| Task prompt |
Copy, exactly and without additions, every line in the records below from the one holding "Use okio.Socket internally" through the one holding "swankjesse: Kinda sort", both ends included.

Data excerpts
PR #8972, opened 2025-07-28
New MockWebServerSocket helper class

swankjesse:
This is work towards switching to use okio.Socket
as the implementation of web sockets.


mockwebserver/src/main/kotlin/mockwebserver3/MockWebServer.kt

==

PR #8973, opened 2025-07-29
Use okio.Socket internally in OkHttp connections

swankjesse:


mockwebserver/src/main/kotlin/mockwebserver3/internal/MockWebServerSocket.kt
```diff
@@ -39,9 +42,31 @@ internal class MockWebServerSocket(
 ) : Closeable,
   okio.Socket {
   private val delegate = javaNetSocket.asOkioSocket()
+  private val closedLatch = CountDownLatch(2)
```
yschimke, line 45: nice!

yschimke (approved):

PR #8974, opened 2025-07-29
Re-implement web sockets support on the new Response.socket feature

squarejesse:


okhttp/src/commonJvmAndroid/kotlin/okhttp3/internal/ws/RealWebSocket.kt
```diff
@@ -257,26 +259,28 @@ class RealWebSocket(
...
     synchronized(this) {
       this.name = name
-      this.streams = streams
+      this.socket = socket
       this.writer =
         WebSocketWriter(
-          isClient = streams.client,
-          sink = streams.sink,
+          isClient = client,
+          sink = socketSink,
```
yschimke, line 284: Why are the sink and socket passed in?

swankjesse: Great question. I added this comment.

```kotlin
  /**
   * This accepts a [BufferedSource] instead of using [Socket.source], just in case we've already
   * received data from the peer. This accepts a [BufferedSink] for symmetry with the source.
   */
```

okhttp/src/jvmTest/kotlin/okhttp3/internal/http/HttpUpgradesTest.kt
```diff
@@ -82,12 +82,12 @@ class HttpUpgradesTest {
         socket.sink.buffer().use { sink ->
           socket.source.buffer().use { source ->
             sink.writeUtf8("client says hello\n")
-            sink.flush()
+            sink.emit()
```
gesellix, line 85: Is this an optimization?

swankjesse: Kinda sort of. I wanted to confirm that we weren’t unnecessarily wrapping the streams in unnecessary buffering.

| Solved exercise |
Use okio.Socket internally in OkHttp connections

swankjesse:


mockwebserver/src/main/kotlin/mockwebserver3/internal/MockWebServerSocket.kt
```diff
@@ -39,9 +42,31 @@ internal class MockWebServerSocket(
 ) : Closeable,
   okio.Socket {
   private val delegate = javaNetSocket.asOkioSocket()
+  private val closedLatch = CountDownLatch(2)
```
yschimke, line 45: nice!

yschimke (approved):

PR #8974, opened 2025-07-29
Re-implement web sockets support on the new Response.socket feature

squarejesse:


okhttp/src/commonJvmAndroid/kotlin/okhttp3/internal/ws/RealWebSocket.kt
```diff
@@ -257,26 +259,28 @@ class RealWebSocket(
...
     synchronized(this) {
       this.name = name
-      this.streams = streams
+      this.socket = socket
       this.writer =
         WebSocketWriter(
-          isClient = streams.client,
-          sink = streams.sink,
+          isClient = client,
+          sink = socketSink,
```
yschimke, line 284: Why are the sink and socket passed in?

swankjesse: Great question. I added this comment.

```kotlin
  /**
   * This accepts a [BufferedSource] instead of using [Socket.source], just in case we've already
   * received data from the peer. This accepts a [BufferedSink] for symmetry with the source.
   */
```

okhttp/src/jvmTest/kotlin/okhttp3/internal/http/HttpUpgradesTest.kt
```diff
@@ -82,12 +82,12 @@ class HttpUpgradesTest {
         socket.sink.buffer().use { sink ->
           socket.source.buffer().use { source ->
             sink.writeUtf8("client says hello\n")
-            sink.flush()
+            sink.emit()
```
gesellix, line 85: Is this an optimization?

swankjesse: Kinda sort of. I wanted to confirm that we weren’t unnecessarily wrapping the streams in unnecessary buffering.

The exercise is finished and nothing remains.